→ Aim of the task
Everything from the first line of the entries through the line containing "## Motivation" is to be retyped exactly, and nothing beyond it.

→ Supplied data
PR #1050, opened 2026-06-09
feat: introduce optional cap on # of DIPs agreements accepted per day

MoonBoi9001:
## TL;DR

Indexers can now set a limit on how many DIPs agreements they take on in a day. Once an indexer holds that many live agreements (awaiting acceptance or accepted) in the last 24 hours, further proposals are turned away with a capacity reason. The limit is off by default, so nothing changes unless an operator sets it. Intoduced by indexer demand.

## Motivation

When the dipper sends an indexer a DIPs proposal, the indexer validates it and stores it for its agent to act on, with no ceiling on how many it will take in a day. A burst of proposals can therefore commit an indexer to indexing far more subgraphs than it has capacity for, and today the only limits are transport-level rate limits that bound request volume, not the indexing work each stored proposal implies. This gives operators a domain-level safeguard: a per-indexer daily cap on agreements taken on, so an indexer can protect its own resources. The cap is best-effort and opt-in, not a hard guarantee.

## Summary

- Add an optional per-day cap on live DIPs agreements an indexer holds, over a rolling 24h window.
- Over the cap, reject the proposal with the existing capacity reason before any manifest download.
- Count live agreements (pending or accepted) from the database; exclude rejected and expired.
- Default to no cap; an unreadable count fails open, so a database blip doesn't reject proposals.
- Cover the behaviour with unit tests and database-backed tests for the window and status filter.

### DIFF
--- a/crates/config/maximal-config-example.toml
+++ b/crates/config/maximal-config-example.toml
@@ -204,7 +204,7 @@ recurring_collector = "0xcccccccccccccccccccccccccccccccccccccccc"
 
 # Optional safeguard: cap live DIPs agreements (awaiting acceptance or accepted) per
 # rolling 24h; rejected and expired proposals don't count. Unset = no cap; 0 rejects all.
-# max_agreements_per_day = 30
+# max_new_agreements_per_24h = 30
 
 [dips.min_grt_per_30_days]  # base rate component (per-network)
 # arbitrum-one = "450"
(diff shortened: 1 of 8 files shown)


crates/config/maximal-config-example.toml
```diff
@@ -202,6 +202,10 @@ recurring_collector = "0xcccccccccccccccccccccccccccccccccccccccc"
 # domain at startup (EIP-5267). When unset, built-in domain constants are used.
 # rpc_url = "https://arb1.arbitrum.io/rpc"
 
+# Optional safeguard: cap live DIPs agreements (awaiting acceptance or accepted) per
+# rolling 24h; rejected and expired proposals don't count. Unset = no cap; 0 rejects all.
+# max_agreements_per_day = 30
```
RembrandtK: Seems this is not per day, closer to `max_new_agreements_per_24h`?

RembrandtK (approved):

→ Solution for this task
PR #1050, opened 2026-06-09
feat: introduce optional cap on # of DIPs agreements accepted per day

MoonBoi9001:
## TL;DR

Indexers can now set a limit on how many DIPs agreements they take on in a day. Once an indexer holds that many live agreements (awaiting acceptance or accepted) in the last 24 hours, further proposals are turned away with a capacity reason. The limit is off by default, so nothing changes unless an operator sets it. Intoduced by indexer demand.

## Motivation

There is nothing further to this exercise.